Implications for Alberta’s Public Bodies
Together, POPA and ATIA signal a shift from reactive compliance to proactive governance. Public bodies must now invest in robust privacy and access infrastructures if they are to meet these new compliance standards, including:
Dedicated privacy and access personnel
Integrated training programs on updated policies and procedures
Technology upgrades or process updates to support record-keeping, breach management, data subject requests and automated decision disclosures
Procedures or tools to conduct Privacy Impact Assessments
Cross-departmental collaboration for PIAs and breach response
Ripple Effects on the Private Sector
Private-sector service providers working with Alberta’s public bodies will need to comply with these enhanced standards if they engage in services for public bodies, particularly around data sharing, breach notification, and transparency. Contracts may now include clauses requiring vendors to:
Support PIAs and PMPs
Notify public bodies of breaches within tight timelines
Avoid practices like data monetization
Provide transparency around any automated systems used in service delivery
Prove strong privacy/security compliance standards and measures within their organizations
These changes may also influence procurement decisions, favouring vendors with strong privacy credentials and demonstrable compliance capabilities over those who may not put privacy at the top of their priorities list.
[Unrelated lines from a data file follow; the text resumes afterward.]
PR #27, opened 2020-04-14
SEP 21: Proposed changes to onchanges state requisite.

garethgreenaway:
Adding SEP for proposed changes to onchanges state requisite.


sblaisot:
Why change the meaning of `onchanges:` instead of introducing an `onchanges_all` for the new meaning?

This way, `onchanges:` would be an alias of `onchanges_any:` like it always was keeping backward compatibility and the new `onchanges_all:` would allow to trigger only if all dependant states have changes.

The proposed change will break any existing state that have multiple `onchanges:` requisites and I can see no obvious reason to make this breaking change and break all these existing states.

OrangeDog:
Salt staff still seem to think that `onchanges` and `onchanges_any` do the same thing.
As [I tried to explain](https://github.com/saltstack/salt/issues/56133#issuecomment-588384040), they do not.
Changing either of them would make it inconsistent with all the other requisites.

sblaisot:
Adding links to documentation:
- [`onchanges`](https://docs.saltstack.com/en/latest/ref/states/requisites.html#onchanges)
- [`onchanges_any`](https://docs.saltstack.com/en/latest/ref/states/requisites.html#onchanges_any)

OrangeDog:
`onchanges` - all states must return True  
`onchanges_any` - only one state must return True

waynew:
This is SEP 21, feel free to update your file :)

garethgreenaway:
@OrangeDog You' are correct, they currently do not provide the same functionality but they are very close.  Currently `onchanges_any` will trigger if any of the watched states returns a result of True and returns changes, this is correct and matches with the other `_any` requisites.  The `onchanges` requisite will return if ALL the states return True and if any of the states return changes.  It is my belief that this functionality is incorrect, `onchanges` should trigger only if all the states are returning changes.

@sblaisot The change to `onchanges` is motivated by the belief that the functionality is currently incorrect and that the documentation indicates a discrepancy between what is documented and the actual functionality.  Any implementation would be done with at least a two release announcement to avoid breaking existing states.

OrangeDog:
@garethgreenaway should `watch` be changed as well then? Currently it triggers the watch function if any of the states have changes, not all of them.

garethgreenaway:
@OrangeDog I would say so, since we have `watch_any`, we should make sure the requisites are consistent.

OrangeDog:
> we should ensure that our requisites are uniform and consistent

As far as I can tell, they currently are. If they are all changed, how would you get back the current behaviour of `watch` and `onchanges` (and `prereq`)? The `_any` versions will ignore failures.

waynew:
@OrangeDog a state can:

- succeed (return True)
- succeed with changes (return True, with `['changes']`)
- fail (return False)
- fail with changes (return False, with `['changes']`)

That means that the scenarios are:

-  all states succeed, with no changes.
- all states succeed, and have changes
- all states succeed, with only some changes
- some fail, some succeed, with no changes
- some fail, some succeed, with changes on success
- some fail with changes, some succeed with no changes
- some fail with changes, some succeed with changes
- all states fail with no changes
- all states fail, some with changes

Right now, IIUC, it's not exactly consistent (at least consistently named) what the reqs and `_any` reqs do across the cases.

OrangeDog:
They can also return `None`, with or without changes, but that's similarly not relevant.

Ignoring `onfail` for now, all plain reqs require all referents to return `True`, and all `_any` reqs require any referent to return `True`. Then `watch`, `onchanges`, and `prereq` have an additional requirement that any of the referents have changes. The two things are unrelated, and consistent.

sagetherage:
Closing as `Withdrawn` as this needs to be overhauled and re-written as per @garethgreenaway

Strategic Takeaways for our Clientele
For Bamboo’s public and private sector clients, the message is clear: privacy is no longer a back-office function; it is a strategic imperative. Our experienced team can support clients by:
Conducting gap assessments against POPA and ATIA requirements
Designing and implementing PMPs that are tailored to organizational needs and focused on a privacy-by-design approach
Facilitating PIAs and breach response planning
Advising on vendor management
Supporting change management and staff training
The effects of Alberta’s reforms offer a chance to future-proof operations. Aligning with POPA and ATIA principles, such as transparency, accountability, and responsible data use, can enhance trust and competitiveness across jurisdictions, especially as Canada seems to be moving towards a much more regimented approach to privacy across its provinces.